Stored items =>
PR #236, opened 2025-07-06
Prevent card flushing if deck_id does not change

### LINKED ISSUE #228: Prevent update of unchanged notes
## Problem

When importing large decks from JSON, I noticed that Anki will sync every note in the deck despite there being no changes. For very large decks (mine has tens of thousands of notes), this can cause a lot of churn. 

This appears to be caused by `self.anki_object.mod = anki.utils.int_time()` in the note saving process, which unconditionally updates the modification timestamp of all notes.

## Ask

If a note's fields haven't changed from what's already in the collection, don't update the modification timestamp or flush changes to the database.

What the exercise asks =>
Only the lines that contain the string "notes" are to be copied from the records.

Answer section =>
### LINKED ISSUE #228: Prevent update of unchanged notes
When importing large decks from JSON, I noticed that Anki will sync every note in the deck despite there being no changes. For very large decks (mine has tens of thousands of notes), this can cause a lot of churn. 
This appears to be caused by `self.anki_object.mod = anki.utils.int_time()` in the note saving process, which unconditionally updates the modification timestamp of all notes.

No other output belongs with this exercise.